What Happens to Testosterone
Testosterone in women comes from two sources: the ovaries and the adrenal glands. Unlike estrogen, testosterone doesn’t plummet at menopause. During the transition, testosterone and a related hormone called androstenedione rise modestly, roughly two to threefold, partly because elevated LH stimulates both the ovaries and the adrenal glands.
Research suggests that the adrenal glands actually develop new receptors for LH during midlife, allowing them to pick up some of the hormonal slack as the ovaries wind down. After menopause, the adrenal glands become the primary source of the sex steroids your body still produces.

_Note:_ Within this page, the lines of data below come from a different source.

PR #1108, opened 2017-02-15
Add post-config-import hook.

bobbygryzynger:
Changes proposed:
- Adds a post configuration import hook.

### DIFF
--- a/phing/tasks/setup.xml
+++ b/phing/tasks/setup.xml
@@ -288,6 +288,9 @@
     </if>
     <!-- Rebuild caches. -->
     <drush command="cr" alias="${drush.alias}" passthru="false"/>
+    <phingcall target="target-hook:invoke">
+      <property name="hook-name" value="post-config-import"/>
+    </phingcall>
   </target>
 
   <target name="setup:git-hooks" description="Installs git hooks to local .git/hooks directory from version controlled scripts/git-hooks directory.">
--- a/template/blt/project.yml
+++ b/template/blt/project.yml
@@ -50,6 +50,10 @@ target-hooks:
   pre-config-import:
     dir: ${docroot}
     command: echo 'No pre-config-import configured.'
+  # Executed after configuration is imported.
+  post-config-import:
+    dir: ${docroot}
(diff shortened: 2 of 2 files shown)


danepowell:
Makes sense. I'm curious how it would be used though.

bobbygryzynger:
@danepowell - my team would like to use it to toggle local modules.

For instance, when developing sites we use to `devel` (who doesn't). 

When we run 
```sh
blt setup:toggle-modules -Dmultisite.name=<site> -Denvironment=local
``` 
this enables `devel` for us, but then if we run 
```sh
setup:config-import -Dmultisite.name=<site>
``` 
this will fail because our committed code doesn't list `devel` as enabled in `core.extension.yml`.

If we had a `post-config-import` hook we could attach the module toggling to setup:config-import allowing us a bit more consistency in out internal PRs ensuring our devs only toggle development modules after production configuration has been imported and save us all a few key strokes. 

Has your team run into this issue? I'd be interested to hear how you've been solving it if so.

danepowell:
There seem to be two general approaches to CM right now.

The first is to use Features or partial config imports, which implies _not_ using `core.extensions.yml` and instead leaving the enabling / disabling of extensions to update hooks and `blt setup:toggle-modules`. I personally don't use `core.extensions.yml` because back in the day there were some pretty nasty bugs related to it (installing corrupt or non-existent table schemas, etc), and I'm not 100% confident they've been resolved.

The second approach is to do full config imports, but use config_split to support varying configuration (including installed modules) by environment. As an example, see @geerlingguy's [blog post](https://www.jeffgeerling.com/blog/2017/adding-configuration-split-drupal-site-using-blt-and-acquia-cloud) (especially the first user comment)

bobbygryzynger:
Thanks @danepowell, these alternative approaches are definitely something our teams needs to evaluate.

grasmash:
Yeah I'd also like to see a strong use case presented for this. I'm wary of introducing too many new target-hooks.

bobbygryzynger:
@grasmash I agree, feel free to close this, really what is needed is a solution to #1113.

PR #1117, opened 2017-02-17
Fixes #1113: Add support for multisite sync.

### LINKED ISSUE #1113: Local synchronization for multisites
One hole that still remains in BLT's support of multisite development are the local synchronization tasks. 

Currently, they can only be run easily against the `default` site, even if run as, for instance, 
```sh
blt local:sync -Dmultisite.name=not_default
``` 

The biggest stumbling block seems to be this section of `local-sync.xml`:

```xml
<drush command="sql-sync" alias="">
    <option name="structure-tables-key">lightweight</option>
    <option name="create-db"/>
    <option name="sanitize"/>
    <param>@${drush.aliases.remote}</param>
    <param>@${drush.aliases.local}</param>
</drush>
```

At present, there is no way to configure the aliases without overriding the `drush.aliases` variables directly. E.g, 
```sh
blt local:sync -Dmultisite.name=not_default -Ddrush.aliases.remote=notdefault.remote -Ddrush.aliases.local=notdefault.local
```

While this works, it is cumbersome and error prone. 

I think it would be better if BLT could facilitate defining different aliases for non-default sites (with the fallback being that everything is run against the default site).

#827 attempted to do some of this, but never got to the point that it could be incorporated. I'd be interested in hearing from others (paging @danepowell) who are using BLT in a multisite context. What would you see as a good solution to this issue? @grasmash suggested site-by-site files for defining values (which I'm not opposed to), but if all that is required are aliases, perhaps this isn't necessary. 

I'd love to hear some thoughts as perhaps there's a solution to this issue that I'm overlooking.

bobbygryzynger:
Fixes #1113.

Changes proposed:
- Allows site-specific config to be placed in `docroot/sites/*/site.yml`
  - Allows `local:sync` and `local:refresh` tasks to run against a multisite:
```sh
blt local:refresh -Dmultisite.name=secondsite
```

### DIFF
--- a/phing/tasks/local-sync.xml
+++ b/phing/tasks/local-sync.xml
@@ -17,26 +17,6 @@
 
   <target name="local:sync" description="Synchronize local environment from remote (remote --> local)."
           depends="setup:drupal:settings">
-    <if>
-      <!-- There is multisite config. Allow it to override values for local:sync:site. -->
-      <available file="${blt.config-files.multisite}" />
-      <then>
-        <phingcall target="local:sync:site">
-          <property file="${blt.config-files.multisite}" logoutput="false"/>
-          <!--
-            We need to override drush.uri, which defaults to 'default'
-            in order to run commands against ${multisite.name}.
-          -->
-          <property name="drush.uri" value="${multisite.name}"/>
-        </phingcall>
-      </then>
-      <else>
-        <phingcall target="local:sync:site"/>
-      </else>
-    </if>
-  </target>
-
-  <target name="local:sync:site" hidden="true">
     <drush command="cc drush"/>
     <drush command="sql-drop"/>
     <if>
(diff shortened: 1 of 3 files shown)


phing/tasks/local-sync.xml
```diff
@@ -17,6 +17,26 @@
 
   <target name="local:sync" description="Synchronize local environment from remote (remote --> local)."
           depends="setup:drupal:settings">
+    <if>
+      <!-- There is multisite config. Allow it to override values for local:sync:site. -->
+      <available file="${blt.config-files.multisite}" />
```
grasmash: Rather than doing this only in the context of local:sync, it seems like we should just check for this file and load its properties for every blt call. We'd add this to property.xml.

bobbygryzynger:
Ah, yeah that would be better. I'll make that change.

danepowell:
Could you please document this in https://github.com/acquia/blt/blob/8.x/readme/multisite.md ?

bobbygryzynger:
@danepowell - not problem, take a look at #1124.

The relative balance between these remaining hormones, which vary from woman to woman, likely influences individual differences in symptoms, body composition, and long-term health risks.

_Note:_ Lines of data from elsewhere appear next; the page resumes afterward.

PR #1119, opened 2017-02-21
Fixes #1087: Auto-discovery of multisite.name.

### LINKED ISSUE #1087: Auto-discovery of multisite.name
Currently, multisite projects must manually override the `multisite.name` array to add the name of each multisite: https://github.com/acquia/blt/blob/8.x/phing/build.yml#L87

It seems like it would be pretty easy to auto-discover sites in the `sites` directory and build this array automatically, making for an easier and less error-prone setup process.

bobbygryzynger:
Fixes #1087.

Changes proposed:
- Create `multisite.name` list automatically if not provided by user.

### DIFF
--- a/tests/phpunit/phpunit.xml
+++ b/tests/phpunit/phpunit.xml
@@ -5,6 +5,7 @@
     <php>
         <const name="BLT_ENV" value="ci"/>
         <const name="BLT_ALIAS" value="self"/>
+        <const name="BLT_MULTISITE_NAME" value="default,g"/>
     </php>
 
 </phpunit>
--- a/.travis.yml
+++ b/.travis.yml
@@ -49,6 +49,7 @@ script:
   - source ${BLT_DIR}/scripts/travis/run_tests
   - source ${BLT_DIR}/scripts/blt/ci/internal/doctor.sh
   - phpunit ${BLT_DIR}/tests/phpunit --group blt-project -c ${BLT_DIR}/tests/phpunit/phpunit.xml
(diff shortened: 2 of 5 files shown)


bobbygryzynger:
I'm getting some slightly unexpected output [here](https://travis-ci.org/acquia/blt/builds/203681887#L2060). It looks like the ACSF task adds an additional site. Should the expected value then be `default,g`?

grasmash:
@bobbygryzynger yeah that's right, acsf does add a "g' site.

bobbygryzynger:
No problem, this is passing now [on travis](https://travis-ci.org/acquia/blt/builds/203920388#L2050) with `default,g` as the expected value.

tests/phpunit/phpunit.xml
```diff
@@ -5,6 +5,7 @@
     <php>
         <const name="BLT_ENV" value="ci"/>
         <const name="BLT_ALIAS" value="self"/>
+        <const name="BLT_MULTISITE_NAME" value="default,g"/>
```
grasmash: Why is this defined as a constant in the phpunit.xml rather than just hardcoded in the test?

bobbygryzynger: I thought it would be better, should this value change, that the test itself wouldn't need to be updated. Also, implementing projects would have an easier time overriding this should they wish to run the tests against their own configuration. 

If you'd rather this be hardcoded, I'm fine with making that change, just let me know.

danepowell:
Woot!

How These Shifts Cause Symptoms
Hot Flashes and Night Sweats
Your brain has a thermostat that keeps your body temperature within a narrow comfort zone, called the thermoneutral zone. Normally, small fluctuations in core temperature don’t trigger a sweating or shivering response. Estrogen withdrawal, combined with rising levels of a brain chemical called norepinephrine, dramatically narrows this zone. A temperature increase as small as a fraction of a degree can then trigger a full heat-dissipation response: blood vessels dilate, sweat pours out, and you feel an intense wave of internal heat. This is a hot flash. At night, the same mechanism causes drenching sweats that disrupt sleep.
Sleep Disruption
Progesterone has a natural sedating effect. It works through a breakdown product called allopregnanolone, which activates the same brain receptors targeted by many sleep and anti-anxiety medications. As progesterone declines, this calming influence weakens. The loss of progesterone’s effect on these receptors also helps explain why some postmenopausal women develop sleep-disordered breathing. Layer in night sweats, and it’s easy to see why sleep quality takes a significant hit.
Mood Changes
The erratic hormonal swings of perimenopause, not just low estrogen but the unpredictable cycling between high and low, affect brain chemistry in ways that increase vulnerability to anxiety and depression. Data from menopausal women also show that markers of insulin resistance correlate with both depression and sleep disturbances, suggesting that metabolic changes compound the mood effects of shifting hormones.
Bone Loss
Estrogen acts as a brake on the cells that break down bone. When estrogen drops, bone breakdown accelerates while bone building can’t keep pace. The result is a loss of 1 to 5% of bone mass per year during the first five to seven years after menopause. This is the window of most rapid bone loss and the reason osteoporosis risk rises sharply in postmenopausal women.
Metabolic Shifts
Cortisol levels tend to be higher in late menopause, and insulin resistance increases. Estrogen normally helps your cells respond efficiently to insulin. Without it, blood sugar regulation becomes less effective, and fat storage shifts toward the abdomen. These metabolic changes, combined with rising cortisol, contribute to the weight gain and body composition changes many women notice even when their diet and activity level haven’t changed.
When It Happens Early
The average age of menopause is 51, but the same process can occur prematurely. Loss of ovarian function before age 40 is called premature ovarian insufficiency, and it affects about 1 in 100 women. The diagnostic criteria include irregular or absent periods for at least four months along with an FSH level above 25 IU/L, confirmed with a repeat test four to six weeks later. Loss of ovarian function between ages 40 and 44 is classified as early menopause. In both cases, the hormonal changes are identical to typical menopause, just happening sooner, which means a longer lifetime of low estrogen and the health consequences that come with it.